I was a presenter at the Transportation Future Meeting at the Northeast Library on Wednesday, November 29. I thought the meeting was well-organized and inspiring, and some other attendees I spoke with felt the same.

In the question and answer period after the presentations, a person in the audience suggested that I move to Europe if I hold the views that I hold. I was very nervous when I gave my presentation and felt that I stated many things poorly or awkwardly, so I would like to restate some of the major points of my presentation to see if I do indeed deserve the sentence of exile.

I started with a picture of my driveway, which is now a garden. My partner and I grow food in what was our driveway because neither of us drive and we own no car. I have never had a driver’s license. This is because I decided when I was a teenager that I would never drive. My initial reason for not driving was because of what I considered the poor engineering at the heart of the automobile, but my reasons for not driving have been strengthened repeatedly since then.

I showed something called the green transportation hierarchy, which is a triangle, just like the food groups triangle, that can be used for neighborhood planning, and also for personal life planning. The hierarchy suggests that the more environmentally friendly forms of transportation, like walking and bicycling, be given greater priority than the less environmentally friendly forms of transportation, specifically single occupant motor vehicle use. I compared this transportation triangle to the food group triangle, and said that I think about walking and biking like my fruits and vegetables, and car rides as my sweets.

And car driving is not very environmentally friendly. A single car will put more than 20 tons of greenhouse gas into the atmosphere every year. This is the gas whose growth in the atmosphere is melting the ice of the poles and of Greenland, and altering world weather patterns.

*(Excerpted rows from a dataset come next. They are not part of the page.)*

PR #2966, opened 2025-01-28
Fix minor issues with Code Samples

mDuo13:
- Remov a "feature" where the description gets deleted if it matches the title exactly (due to how our plugin finds the text of the README).
    | Before | After |
    |---|---|
    | price oracles description starts with '. ' | price oracles code sample has the correct description |
- Changed the top level of the Code Sampels layout to be a `<main>` element, which allows some styles to apply correctly and also helps the search crawler find the contents of the page.
    - The text now (correctly) does not turn purple when a card is hovered.
- Changed a couple code sample descriptions that had weird casing or typos.

### DIFF
--- a/resources/code-samples.page.tsx
+++ b/resources/code-samples.page.tsx
@@ -29,7 +29,7 @@ export default function CodeSamples() {
   const { codeSamples, langs } = usePageSharedData<any>('code-samples');
 
   return (
-    <div className="landing page-community">
+    <main className="landing page-code-samples">
       <div className="">
         <section className="py-26">
           <div className="col-lg-8 mx-auto text-lg-center">
@@ -126,6 +126,6 @@ export default function CodeSamples() {
           </div>
         </section>
       </div>
-    </div>
+    </main>
   );
 }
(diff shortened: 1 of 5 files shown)


amarantha-k:
The description on the last card needs to be fixed. 
Screenshot 2025-01-29 at 4 18 01 PM

mDuo13:
Yep, that was another instance of the same problem. It turns out, the "feature" of removing text that matches the title was not even needed, so I removed it entirely. Also fixed another typo I spotted along the way.

resources/code-samples.page.tsx
```diff
@@ -29,7 +29,7 @@ export default function CodeSamples() {
   const { codeSamples, langs } = usePageSharedData<any>('code-samples');
 
   return (
-    <div className="landing page-community">
+    <main className="landing page-code-samples">
```
AKCodez, line 32: I cant find any references to this className in the codebase. Maybe we can remove this? Otherwise LGTM

AKCodez (approved):

resources/code-samples.page.tsx
AKCodez: image

mDuo13: It's not used now but it's available if we need it later. Putting it there (on the correct element) is future-proofing.

PR #2967, opened 2025-01-29
Add & use custom Markdoc component for "Try it!" and "Query example transaction" buttons

mDuo13:
Add a new Markdoc component for "Try it!" links, so they show up as a button again, and a related component for "Query example transaction" links. The component automatically provides a translatable label. The "Query example transactions" component uses APIv2 by default. Additionally:

- I updated the existing instances of these to use the new syntax in both English and Japanese.
- I added a couple new instances for methods and transactions that had examples available.
- I documented the new components on the Contribute Documentation page. I made a couple other minor formatting edits to that page and mentioned a couple of our other custom Markdoc components while I was there.
- I added the `manifest` and `version` commands to the WebSocket API tool using the examples from their respective documentation pages. I also changed the `ledger` method in the WS tool to use API v2.
- I switched the order of AccountSet and AccountDelete in the sidebar to make them correctly alphabetical like the other transaction types.


DennisDawson (approved):
LGTM

PR #2970, opened 2025-01-30
1839 - Document ignore_default field for account_lines API method

### LINKED ISSUE #1839: Undocumented `ignore_default` field in `account_lines`
[The doc](https://xrpl.org/account_lines.html#account_lines) does not describe the input field `ignore_default` (bool) that is implemented in rippled and clio.

maria-robobug:
Issue #1839

Adds missing _ignore_default_ request parameter.

### DIFF
--- a/docs/references/http-websocket-apis/public-api-methods/account-methods/account_lines.md
+++ b/docs/references/http-websocket-apis/public-api-methods/account-methods/account_lines.md
@@ -57,7 +57,7 @@ The request accepts the following parameters:
 | `Field`          | Type                 | Description    |
 |:-----------------|:---------------------|:---------------|
 | `account`        | String - [Address][] | Look up trust lines connected to this account. |
-| `ignore_default` | Boolean              | _(Optional)_ If true, suppress the output of incoming trust lines in the default state. Defaults to false. |
+| `ignore_default` | Boolean              | _(Optional)_ If `true`, suppress the output of incoming trust lines in the default state. The default is `false`. |
 | `ledger_hash`    | String               | _(Optional)_ A 20-byte hex string for the ledger version to use. (See [Specifying Ledgers][]) |
 | `ledger_index`   | Number or String     | _(Optional)_ The [ledger index][] of the ledger to use, or a shortcut string to choose a ledger automatically. (See [Specifying Ledgers][]) |
 | `peer`           | String - [Address][] | _(Optional)_ A second account; if provided, filter results to trust lines connecting the two accounts. |
--- a/docs/references/http-websocket-apis/public-api-methods/account-methods/account_lines.md
+++ b/docs/references/http-websocket-apis/public-api-methods/account-methods/account_lines.md
@@ -7,7 +7,8 @@ labels:
   - Tokens
 ---
 # account_lines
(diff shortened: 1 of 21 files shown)


docs/references/http-websocket-apis/public-api-methods/account-methods/account_lines.md
```diff
@@ -53,14 +54,15 @@ rippled account_lines r9cZA1mLK5R5Am25ArfXFmqgNwjZgnfk59
...
-| `peer`         | String - [Address][] | _(Optional)_ A second account; if provided, filter results to trust lines connecting the two accounts. |
-| `limit`        | Number               | _(Optional)_ Limit the number of trust lines to retrieve. The server may return less than the specified limit, even if there are more pages of results. Must be within the inclusive range 10 to 400.  Positive values outside this range are replaced with the closest valid option. The default is 200. |
-| `marker`       | [Marker][]           | _(Optional)_ Value from a previous paginated response. Resume retrieving data where that response left off. |
+| `Field`          | Type                 | Description    |
+|:-----------------|:---------------------|:---------------|
+| `account`        | String - [Address][] | Look up trust lines connected to this account. |
+| `ignore_default` | Boolean              | _(Optional)_ If true, suppress the output of incoming trust lines in the default state. Defaults to false. |
```
mDuo13: Nit: slight formatting/wording edits.

```suggestion
| `ignore_default` | Boolean              | _(Optional)_ If `true`, suppress the output of incoming trust lines in the default state. The default is `false`. |
```

mDuo13 (dismissed):
I have some questions about this parameter. It is my (strongly held) understanding that a trust line that is _truly_ in its default state is automatically deleted. So this parameter must do something slightly different than that. Perhaps it omits trust lines that have where only the perspective account's settings are in the default state—and probably a zero balance as well?

Otherwise, seems fine.

maria-robobug:
Yeah, I think in this context, "default state" means trust lines where the perspective account has not modified the trust limit and has not applied any custom flags. I don’t think balance is considered in the filtering though.

https://github.com/XRPLF/rippled/blob/develop/src/xrpld/rpc/handlers/AccountLines.cpp#L211-L234

mDuo13:
> Yeah, I think in this context, "default state" means trust lines where the perspective account has not modified the trust limit and has not applied any custom flags. I don’t think balance is considered in the filtering though.
> 
> https://github.com/XRPLF/rippled/blob/develop/src/xrpld/rpc/handlers/AccountLines.cpp#L211-L234

Based on that I think balance _is_ considered because it checks who owes a reserve. The account with a positive (nonzero) balance owes the reserve.

mDuo13 (dismissed):
Should be good after the fixes I applied:

- Clarify that it's only trust lines where the perspective account's side is in the default state.
- Update syntax of parameter tables:
    - "Field" head should not be code
    - Add explicit "Required?" column instead of using italic parentheses in some Description columns
    - Add links to definitions for some of the data types and re-word some of the descriptions, accordingly.
    - Move response examples to included JSON files.

mDuo13:
Rebased to fix merge conflicts.

Also, added a commit that removes an old typo (which had been copy-pasted to many files) regarding the number of bytes in a ledger hash. (The correct number is 32 bytes, not 20.)

amarantha-k (approved):
lgtm

PR #2971, opened 2025-01-30
Add ledgerstatefix txn doc

amarantha-k:


DennisDawson (dismissed):
LGTM.

docs/references/protocol/transactions/types/ledgerstatefix.md
```diff
@@ -0,0 +1,68 @@
...
+[[Source]](https://github.com/XRPLF/rippled/blob/master/src/xrpld/app/tx/detail/LedgerStateFix.cpp "Source")
+
+
+`LedgerStateFix` is a general purpose transaction used to fix specific issues affecting the XRP ledger. You submit the transaction with the `LedgerFixType` value set to indicate the particular  error state to correct.
+
+## Example {% $frontmatter.seo.title %} JSON
+
+```json
+{
+   "Account" : "<Signer and fee payer>",
```
mDuo13: I would like to have an example with real (or at least, realistic) values for this and other fields in this code block, for consistency.

docs/references/protocol/transactions/types/ledgerstatefix.md
```diff
@@ -0,0 +1,68 @@
...
+| `LedgerFixType` | uint16 | Required | Currently the only type is _1_, which fixes the NFToken directory for a single account. |
+| `Owner` | STAccount | Optional | Required if `LedgerFixType` == _1_, the account ID that owns the NFToken directory that needs fixing. Need not have any relationship to Account. |
+
+## LedgerStateFix Flags
+
+Transactions of the LedgerStateFix type can support additional values in the `Flags` field. Currently, there are no flags defined. A future `LedgerFixType` might require flag settings.
+
+## Error Cases
+
+Potential errors are those that can occur for all transactions. {% $frontmatter.seo.title %}.
```
mDuo13: Stray variable here.

```suggestion
Potential errors are those that can occur for all transactions.
```

Also I suspect there's at least one error type that doesn't occur for all transactions (if you try to fix something that isn't broken)

docs/references/protocol/transactions/types/ledgerstatefix.md
```diff
@@ -0,0 +1,68 @@
...
+   "TxnSignature" : "<Signature>",
+}
+```
+
+{% raw-partial file="/docs/_snippets/tx-fields-intro.md" /%}
+
+| Field | Data Type  | Required? | Description |
+|:------|:-----------|:----------|:------------|
+| `TransactionType` | uint16 | Required | Identifies this as a `LedgerStateFix` transaction. |
+| `Account` | STAccount | Required | Identifies the account signing and submitting the transaction as well as paying the Fee. |
```
mDuo13: This is a common field and doesn't need to be listed in this table. Neither does `Fee`, nor `Flags`.

docs/references/protocol/transactions/types/ledgerstatefix.md
```diff
@@ -0,0 +1,68 @@
...
+- The very last page of the directory contained only one NFToken.
+- The transaction removed the last remaining token from the last page.
+
+When these conditions were met, the last NFToken page was removed and the next-to-last page was left as the final page in the directory.
+
+That would be fine, except the NFToken directory has an expectation that the last page has a specific index. The page with that index was just deleted. When an NFToken is added to the directory, and that token has a high enough value that it doesn't belong on the current last page, then a new last page is created that has no links to the previous page, creating a hole in the middle of the list.
+
+The `fixNFTokenPageLinks` amendment modifies the NFToken page, coalescing code to notice when the very last page of the directory would be removed. In that case, it moves all of the contents of the next lower page into the last page and deletes the next-to-last page. It then fixes up the links.
+
+New invariant checks also validate aspects of the links on pages, so a similar corruption returns a tecINVARIANT_FAILED transaction result. That will prevent this specific type of corruption going forward.
```
mDuo13: Some of these descriptions seem out of place in the transaction reference (it sounds more or less copied from the PR that introduced the invariant checks along with the transaction type)

docs/references/protocol/transactions/types/ledgerstatefix.md
```diff
@@ -0,0 +1,68 @@
...
+seo:
+    description: Repair corruptions to the XRP ledger.
+labels:
+  - Utilities, troubleshooting
+---
+# LedgerStateFix
+[[Source]](https://github.com/XRPLF/rippled/blob/master/src/xrpld/app/tx/detail/LedgerStateFix.cpp "Source")
+
+
+`LedgerStateFix` is a general purpose transaction used to fix specific issues affecting the XRP ledger. You submit the transaction with the `LedgerFixType` value set to indicate the particular  error state to correct.
```
mDuo13, line 11: Isn't this transaction gated by an amendment? Which one?

docs/references/protocol/transactions/types/ledgerstatefix.md
```diff
@@ -0,0 +1,68 @@
+---
+seo:
+    description: Repair corruptions to the XRP ledger.
+labels:
+  - Utilities, troubleshooting
```
mDuo13: Multiple labels are supposed to be on separate lines (yaml list). You can't comma-separate them here.

docs/references/protocol/transactions/types/ledgerstatefix.md
```diff
@@ -0,0 +1,68 @@
...
+   "TransactionType" : "LedgerStateFix",
+   "TxnSignature" : "<Signature>",
+}
+```
+
+{% raw-partial file="/docs/_snippets/tx-fields-intro.md" /%}
+
+| Field | Data Type  | Required? | Description |
+|:------|:-----------|:----------|:------------|
+| `TransactionType` | uint16 | Required | Identifies this as a `LedgerStateFix` transaction. |
```
mDuo13: Nit: casing

```suggestion
| `TransactionType` | UInt16 | Required | Identifies this as a `LedgerStateFix` transaction. |
```

mDuo13 (changes requested):

docs/references/protocol/transactions/types/ledgerstatefix.md
amarantha-k: I couldn't find it, could you help track it down?

docs/references/protocol/transactions/types/ledgerstatefix.md
amarantha-k: Done.

docs/references/protocol/transactions/types/ledgerstatefix.md
oeggert: Added link to amendment.

docs/references/protocol/transactions/types/ledgerstatefix.md
oeggert: I updated the language to try and match a reference doc.

docs/references/protocol/transactions/types/ledgerstatefix.md
```diff
@@ -0,0 +1,68 @@
...
+seo:
+    description: Repair corruptions to the XRP ledger.
+labels:
+  - Utilities
+  - Troubleshooting
+---
+# LedgerStateFix
+[[Source]](https://github.com/XRPLF/rippled/blob/master/src/xrpld/app/tx/detail/LedgerStateFix.cpp "Source")
+
+_(Added by the [fixNFTokenPageLinks amendment][])_
```
mDuo13, line 13: "Added by..." is the text we use for an amendment that has already been enabled. For amendments that are still open for voting, instead:

```suggestion
_(Requires the [fixNFTokenPageLinks amendment][] {% not-enabled /%})_
```

Also, I have been moving to having this line about the amendment added at the _end_ of the introductory section, to improve SEO because it'll show the actually useful description in search results instead of the (less important) info about what amendment added something.

docs/references/protocol/transactions/types/ledgerstatefix.md
```diff
@@ -0,0 +1,68 @@
...
+
+| Field | Data Type  | Required? | Description |
+|:------|:-----------|:----------|:------------|
+| `LedgerFixType` | uint16 | Required | Currently the only type is _1_, which fixes the NFToken directory for a single account. |
+| `Owner` | STAccount | Optional | Required if `LedgerFixType` == _1_, the account ID that owns the NFToken directory that needs fixing. Need not have any relationship to Account. |
+
+
+## LedgerFixType
+
+`LedgerStateFix` transactions are targeted solutions for rare and specific issues. They can't be used to fix ledger issues outside of the described types below:
```
mDuo13: Nit: it feels misleading to say "types below" when there's only one. Also, I prefer to word this in the positive rather than negative sense, and I feel the word "corruption" is more accurate and less confusing than "issues" (which is a word that has also been used to refer to a type of issued token).

```suggestion
`LedgerStateFix` transactions are targeted solutions for rare and specific issues. They can only be used to fix a specific type of ledger corruption, described below.
```

docs/references/protocol/transactions/types/ledgerstatefix.md
```diff
@@ -0,0 +1,68 @@
...
+Corrupt NFT directories resulting from these conditions:
+
+- At least two NFToken pages were in the directory.
+- The next-to-last page was completely full, holding 32 NFTokens.
+- The last page of the directory contained only one NFToken.
+- A transaction removed the last remaining token from the last page, causing the directory to delete the page.
+
+When these conditions were met, the NFToken directory didn't properly update page links, causing holes in the directory when new last pages were created for additional NFTokens.
+
+The [`fixNFTokenPageLinks` amendment][] fixed new instances of this ledger issue by adding invariant checks.
```
mDuo13: Nit: technically, the amendment fixes the code that would create them, _and_ adds an invariant check. An invariant check on its own would fail the transaction with no changes. The amendment changes the normal transaction processing code and also adds an invariant check as an extra layer of protection.

More importantly: Technically, past tense here is wrong because fixNFTokenPageLinks is not enabled. Also, don't use backticks inside a reference-style Markdown link because [there are longstanding bugs with that](https://github.com/Python-Markdown/markdown/issues/495) and it also doesn't match how the reference link is defined.

```suggestion
The [fixNFTokenPageLinks amendment][] {% not-enabled /%} prevents new instances of this type of ledger corruption from happening.
```

docs/references/protocol/transactions/types/ledgerstatefix.md
```diff
@@ -0,0 +1,68 @@
...
+   "TransactionType" : "LedgerStateFix"
+}
+```
+
+{% raw-partial file="/docs/_snippets/tx-fields-intro.md" /%}
+
+| Field | Data Type  | Required? | Description |
+|:------|:-----------|:----------|:------------|
+| `LedgerFixType` | uint16 | Required | Currently the only type is _1_, which fixes the NFToken directory for a single account. |
+| `Owner` | STAccount | Optional | Required if `LedgerFixType` == _1_, the account ID that owns the NFToken directory that needs fixing. Need not have any relationship to Account. |
```
mDuo13: This table still doesn't match the standard format for transaction reference tables:

- It should have both JSON Type and Internal Type columns
- The contents of the "Required?" column are conventionally written as "Yes" or "No"
- `uint16` should be written as `UInt16`

```suggestion
| Field         | JSON Type | [Internal Type][] | Required? | Description |
|:--------------|:----------|:------------------|:----------|:------------|
| `LedgerFixType` | Number | UInt16 | Yes | The type of fix to apply. See [LedgerFixType](#ledgerfixtype) for possible values. Currently the only type is `1`, which fixes the NFToken directory for a single account. |
| `Owner` | String - [Address][] | Account | No | _(Required if `LedgerFixType` is `1`.)_ The account that owns the NFToken directory to fix. Does not need any relationship to the sender of the transaction. |
```

docs/references/protocol/transactions/types/ledgerstatefix.md
```diff
@@ -0,0 +1,68 @@
...
+
+When these conditions were met, the NFToken directory didn't properly update page links, causing holes in the directory when new last pages were created for additional NFTokens.
+
+The [`fixNFTokenPageLinks` amendment][] fixed new instances of this ledger issue by adding invariant checks.
+
+
+## LedgerStateFix Flags
+
+Transactions of the `LedgerStateFix` type can support additional values in the `Flags` field. Currently, there are no flags defined. A future `LedgerFixType` might require flag settings.
+
```
mDuo13: This section is unnecessary future-proofing. For consistency with other transaction reference pages, we can simply omit the entire section since there are no flags (currently) defined.

```suggestion
```

docs/references/protocol/transactions/types/ledgerstatefix.md
```diff
@@ -0,0 +1,68 @@
...
+
+## Special Transaction Cost
+
+The `LedgerStateFix` transaction is rare and potentially compute intensive. The minimum fee is the same as the fee for an [`AccountDelete`][] transaction. If the transaction fails with a tec code, the fee is still charged.
```
mDuo13: Instead of obliquely referring to the cost of AccountDelete, I suggest copying some language from that page to explain it with less indirection:

```suggestion
The `LedgerStateFix` transaction is rare and potentially compute intensive, so the transaction must pay a special [transaction cost][] equal to at least the [owner reserve](../../../../concepts/accounts/reserves.md) for one item (currently {% $env.PUBLIC_OWNER_RESERVE %}).

The transaction cost always applies when a transaction is included in a validated ledger, even if the transaction fails. (See [Error Cases](#error-cases).) To greatly reduce the chances of paying the high transaction cost if the transaction fails, [submit the transaction](../../../http-websocket-apis/public-api-methods/transaction-methods/submit.md) with `fail_hard` enabled.
```

docs/references/protocol/transactions/types/ledgerstatefix.md
```diff
@@ -0,0 +1,68 @@
...
+
+
+## Error Cases
+
+Potential errors are those that can occur for all transactions.
```
mDuo13: There are more error cases that are specific to this transaction type. If you look at the [source code link](https://github.com/XRPLF/rippled/blob/master/src/xrpld/app/tx/detail/LedgerStateFix.cpp) for this transactor, you'll see some cases that `return` various other codes. The ones I found are:

```suggestion
Besides errors that can occur for all transactions, {% $frontmatter.seo.title %} transactions can result in the following [transaction result codes](../transaction-results/index.md):

| Error Code                   | Description |
|:-----------------------------|:------------|
| `tecFAILED_PROCESSING`       | The transaction failed to apply the fix. For example, the transaction attempted to repair an NFT directory that was not broken. |
| `tecOBJECT_NOT_FOUND`        | A ledger entry specified in the transaction does not exist. For example, the transaction tried to repair the NFT directory of an account that does not hold any NFTs. |
| `tefINVALID_LEDGER_FIX_TYPE` | The [`LedgerFixType`](#ledgerfixtype) value specified in the transaction is not valid. |
```

docs/references/protocol/transactions/types/ledgerstatefix.md
```diff
@@ -0,0 +1,68 @@
+---
+seo:
+    description: Repair corruptions to the XRP ledger.
+labels:
+  - Utilities
+  - Troubleshooting
+---
```
mDuo13, line 7: This won't do anything _yet_, but I hope to extend Redocly's sidebar so that we can use this frontmatter field to make the "not enabled" flask icon appear in the sidebar again:

```suggestion
---
seo:
    description: Repair corruptions to the XRP ledger.
labels:
  - Utilities
  - Troubleshooting
status: not_enabled
---
```

mDuo13 (changes requested):
I noticed a few more inaccuracies and style inconsistencies that should still be fixed, but this is a lot closer.

docs/references/protocol/transactions/types/ledgerstatefix.md
oeggert: Removed backticks, but keeping present tense since amendement is now live.

mDuo13 (approved):
I'll have to separately look into why the page that lists all transaction types only shows descriptions for a few (MPT and Oracle) transaction types, even though it should be pulling from the frontmatter of all the transaction type pages including this one. But this PR looks good now.

PR #2977, opened 2025-01-31
Upgrade browser wallet (js) deps

mDuo13:
Upgrades xrpl.js and Vite dependencies in the "Build a Browser Wallet in JavaScript" code sample. This was a bit more involved than just bumping version dependencies.

- [x] Changed some usage to match API v2 formats used in xrpl.js 4.x
- [x] Improved error handling of the sample wallet (now it alerts you if you forgot to edit the `.env` file)
- [x] Removed the special configs & dependencies that used to be necessary for using xrpl.js in Vite. (It works out of the box now.)
- [x] Split some longer lines into two to make the code display nicer in the dev site's code blocks.

This PR supersedes #2912 and #2961.

### DIFF
--- a/_code-samples/build-a-browser-wallet/js/index.js
+++ b/_code-samples/build-a-browser-wallet/js/index.js
@@ -36,21 +36,25 @@ txHistoryButton.addEventListener('click', () => {
         });
 
         // Fetch the wallet details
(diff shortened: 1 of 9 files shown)


intelliot (approved):
diff LGTM. i did not run the code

I talked about how historically, streets were the center of community. But we have given our streets over to cars so that they dominate them. I suggested that cars were violent bullies, because they dominate the streets that once accommodated multiple uses. I meant that they were bullies in the way that someone who takes over the jungle gym and won’t let anybody else on it is a bully. As someone who was knocked to the ground by the car when I was a kid, I can tell you from experience that there is a certain violence about them. Cars weigh a ton or more, which is much more than pedestrians or bicyclists weigh. This weight is a useful tool for cars when they are displaying their bullying behavior on streets.

I suggested that we might want to look at ways in which streets could be shared by multiple uses, such as walking, biking, art, community-building centers, commerce, and motor vehicles. I showed a number of examples, both in Europe and the U.S., where this was already happening.

The person who told me that I should move to Europe said that she was on the citizen patrol. I think that what the citizen patrol is doing is great, but it is necessary because so many people do not walk, do not see walking and biking as the fruits and vegetables of their transportation diet. Crime levels tend to be lower in cities with higher levels of walking for transportation.

I hoped my presentation would get people thinking about ways that streets can be shared, and that this will make our streets into places where we will want to be, where we will want to walk, rather than the transportation infrastructure that they become when we let traffic engineers define them as street types, like collectors and arterials. These street types seem to exclude all other uses of the streets, and words are powerful things that affect how we see the world. If we think about streets as places where we want to be, rather than as transportation infrastructure that we want to pass through, I think we will have stronger communities.

So if these views are sufficient to sentence me to European exile, I suppose I accept my sentence. But I love Minneapolis, and just hope that someday it is a place in which it is easier to live the lifestyle I have chosen to live, a lifestyle in which I don’t drive.